My use-case: I have a bug. I know which change caused this bug. (right down to the exact line) However, this change causes tons of subtle ripple effects in the execution of my program, such that, by the time an assert trips, I am far away from the start of the problem.
What I want is to do 2 runs of RR, 1 before and 1 after the patch.
Then I want to run some kind of 'rr delta' program, which will tell me the earliest point at which the execution of the two traces begins to diverge.
Likely this will also need: () some kind of 'ignore and continue' command to skip the boring stuff that is slightly out of order () some kind of 'only consider these threads' as interesting (*) some kind of 'ignore filter' to ignore whole swaths of source code where the differences are uninteresting.
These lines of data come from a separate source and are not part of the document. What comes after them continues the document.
PR #519, opened 2019-03-15
KYLIN-3262 add a copy phase for copying jacoco related jars to dev-support folder

kyotoYaho:


asfgit:

PR #520, opened 2019-03-15
KYLIN-3850 Flink cubing step : merge by layer

yanghua:
JIRA ref : https://issues.apache.org/jira/browse/KYLIN-3850


asfgit:

PR #521, opened 2019-03-15
KYLIN-3876 Fix flink config option wrong key mapping

yanghua:
JIRA ref : https://issues.apache.org/jira/browse/KYLIN-3876


asfgit:

PR #530, opened 2019-03-18
KYLIN-3886:  Missing argument for options for yarn command

lshmouse:
See: https://issues.apache.org/jira/browse/KYLIN-3886

The app id may be empty which cause the yarn command failed for missing argument.
Checking the app id before executing yarn command


asfgit:

asfgit:

PR #533, opened 2019-03-19
kylin-3812 optimize the child CompareTupleFilter in a CompareTupleFilter

kyotoYaho:


asfgit:

asfgit:

core-metadata/src/main/java/org/apache/kylin/metadata/filter/CompareTupleFilter.java
```diff
@@ -283,6 +289,20 @@ public TupleFilter acceptOptimizeTransformer(FilterOptimizeTransformer transform
...
+    private TupleFilter optimizeChildCompareTupleFilter(CompareTupleFilter child) {
+        FilterOptimizeTransformer transformer = new FilterOptimizeTransformer();
+        TupleFilter result = child.acceptOptimizeTransformer(transformer);
+        if (result == ConstantTupleFilter.TRUE) {
+            // use string instead of boolean since it's encoded as string
+            result = new ConstantTupleFilter("true");
+        } else if (result == ConstantTupleFilter.FALSE) {
+            result = new ConstantTupleFilter("false");
+        } else {
+            this.isNormal = false;
```
vaful: this means that TupleFilters excepted AlwaysTrue or AlwaysFalse will not pushdown?

core-metadata/src/main/java/org/apache/kylin/metadata/filter/CompareTupleFilter.java
```diff
@@ -74,6 +77,9 @@ private CompareTupleFilter(CompareTupleFilter another) {
 
     @Override
     public void addChild(TupleFilter child) {
+        if (child instanceof CompareTupleFilter) {
```
vaful: plz add some test case in UT or IT

core-metadata/src/main/java/org/apache/kylin/metadata/filter/CompareTupleFilter.java
kyotoYaho: Why do you think AlwaysTrue or AlwaysFalse cannot be pushed down? Current CompareTupleFilter does not well support the case that both children are CompareTupleFilter. Therefore, push down will be disabled. This behavior is not changed.

core-metadata/src/main/java/org/apache/kylin/metadata/filter/CompareTupleFilter.java
kyotoYaho: We need to refine our IT and add more test cases. To test this case, it's necessary to add a column with boolean type.

PR #535, opened 2019-03-20
KYLIN-3895 Failed to register new MBean when "kylin.server.query-metrics-enabled" set true

guangxuCheng:
see: https://issues.apache.org/jira/browse/KYLIN-3895

### DIFF
--- a/server-base/src/main/java/org/apache/kylin/rest/metrics/QueryMetricsFacade.java
+++ b/server-base/src/main/java/org/apache/kylin/rest/metrics/QueryMetricsFacade.java
@@ -79,12 +79,11 @@ public class QueryMetricsFacade {
             return;
 
         String projectName = sqlRequest.getProject();
-        String cubeName = sqlResponse.getCube();
-
         update(getQueryMetrics("Server_Total"), sqlResponse);
-
         update(getQueryMetrics(projectName), sqlResponse);
 
+        String cube = sqlResponse.getCube();
+        String cubeName = cube.replace("=", "->");
         String cubeMetricName = projectName + ",sub=" + cubeName;
         update(getQueryMetrics(cubeMetricName), sqlResponse);
     }


asfgit:

asfgit:

server-base/src/main/java/org/apache/kylin/rest/metrics/QueryMetricsFacade.java
```diff
@@ -79,12 +79,11 @@ private static void updateMetricsToLocal(SQLRequest sqlRequest, SQLResponse sqlR
...
 
         String projectName = sqlRequest.getProject();
-        String cubeName = sqlResponse.getCube();
-
         update(getQueryMetrics("Server_Total"), sqlResponse);
-
         update(getQueryMetrics(projectName), sqlResponse);
 
+        String cube = sqlResponse.getCube();
+        String cubeName = cube.replace("=", "->");
```
shaofengshi: Do you mean, when the Cube name includes "=", it will be rejected? Thx!

guangxuCheng: The format of sqlResponse.getCube() is "CUBE[name=KYLIN_HIVE_METRICS_JOB_QA]", the subname of cubeMetricName always contains "=" which is not conform to the naming convention of mbean. Metrics2 has done a similar operation. See: https://github.com/apache/kylin/blob/d9b028b24a0ad9ca09d4d4f1f6ee4de1e59ccd6a/server-base/src/main/java/org/apache/kylin/rest/metrics/QueryMetrics2Facade.java#L64

shaofengshi: I see, thank you for the information!

PR #545, opened 2019-03-22
KYLIN-3902 fix JoinDesc in case of same fact column with multiple loo…

kyotoYaho:
…kup columns


asfgit:

asfgit:

PR #549, opened 2019-03-25
KYLIN-3905 Enable shrunken dictionary default

hit-lacus:
In dev mail list's discussion, I suggest to enable shrunken dictionary by default, and received some dev's aggrement.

That's a good idea that I've been thinking about for a long time. It would be a cool research project. Unfortunately I don't have the time to work on it.
You might be able to hack something together with gdb that works in some cases.
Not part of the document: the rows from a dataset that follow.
PR #561, opened 2019-03-27
KYLIN-3915 Replace dead HADOOP_CLASSPATH in FlinkExecutable

yanghua:
JIRA ref : https://issues.apache.org/jira/browse/KYLIN-3915

### DIFF
--- a/engine-flink/src/main/java/org/apache/kylin/engine/flink/FlinkExecutable.java
+++ b/engine-flink/src/main/java/org/apache/kylin/engine/flink/FlinkExecutable.java
@@ -45,6 +45,7 @@ import org.apache.kylin.metadata.model.Segments;
 import org.slf4j.Logger;
 import org.slf4j.LoggerFactory;
 
+import java.io.File;
 import java.io.IOException;
 import java.util.ArrayList;
 import java.util.HashMap;
@@ -151,8 +152,7 @@ public class FlinkExecutable extends AbstractExecutable {
 
             String jars = this.getParam(JARS);
 
-            String hadoopConf = null;
-            hadoopConf = System.getProperty("kylin.hadoop.conf.dir");
+            String hadoopConf = System.getProperty("kylin.hadoop.conf.dir");
 
             if (StringUtils.isEmpty(hadoopConf)) {
                 throw new RuntimeException(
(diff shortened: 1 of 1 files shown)


asfgit:

asfgit:

engine-flink/src/main/java/org/apache/kylin/engine/flink/FlinkExecutable.java
```diff
@@ -171,35 +171,37 @@ protected ExecuteResult doWork(ExecutableContext context) throws ExecuteExceptio
             Segments<CubeSegment> mergingSeg = cube.getMergingSegments(segment);
             dumpMetadata(segment, mergingSeg);
 
+            Map<String, String> flinkConfs = config.getFlinkConfigOverride();
+            String hadoopClasspathEnv = flinkConfs.get(ENV_HADOOP_CLASSPATH_KEY);
+
             StringBuilder sb = new StringBuilder();
             if (Shell.osType == Shell.OSType.OS_TYPE_WIN) {
-                sb.append("set HADOOP_CONF_DIR=%s && export HADOOP_CLASSPATH=/usr/hdp/2.4.0.0-169/hadoop/ && %s/bin/flink run -m yarn-cluster ");
+                sb.append("set HADOOP_CONF_DIR=%s && export HADOOP_CLASSPATH=%s && %s/bin/flink run -m yarn-cluster ");
```
shaofengshi: should "HADOOP_CLASSPATH" also use "set" instead of "export"?

core-common/src/main/resources/kylin-defaults.properties
```diff
@@ -336,6 +336,7 @@ kylin.engine.spark-conf-mergedict.spark.memory.fraction=0.2
 kylin.engine.flink-conf.jobmanager.heap.size=2G
 kylin.engine.flink-conf.taskmanager.heap.size=4G
 kylin.engine.flink-conf.taskmanager.numberOfTaskSlots=1
+kylin.engine.flink-conf.env.hadoopclasspath=/usr/hdp/2.4.0.0-169/hadoop/
```
shaofengshi: Can this Hadoop path be detected at runtime? It is difficult for the user to configure this. Please refer to the "find-hadoop-conf-dir.sh"

engine-flink/src/main/java/org/apache/kylin/engine/flink/FlinkExecutable.java
yanghua: Yes, Good catch!

core-common/src/main/resources/kylin-defaults.properties
yanghua: OK, I will rethink this.

PR #571, opened 2019-03-29
KYLIN-3922 Fix coprocessor can not be updated

nichunen:


asfgit:

PR #576, opened 2019-04-01
KYLIN-3928 pushdown only return one column

javalife0312:
pushdown only return one column


asfgit:

asfgit:

javalife0312:
my test error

drltrace from dynamorio can generate a log of shared library calls, and for the main binary you can print __builtin_return_address(0) from gcc's -finstrument-functions callbacks and resolve addresses to symbols using llvm-symbolizer or similar. Then diff the logs. This is all at function call granularity though.
As something close, one can call rr dump for different executions, which contains a lot of events (mostly syscalls though), then reduce the difference by using grep and co, and compare with diff and e.g. diffr.
This would be an awesome functionality for writing deterministic programs.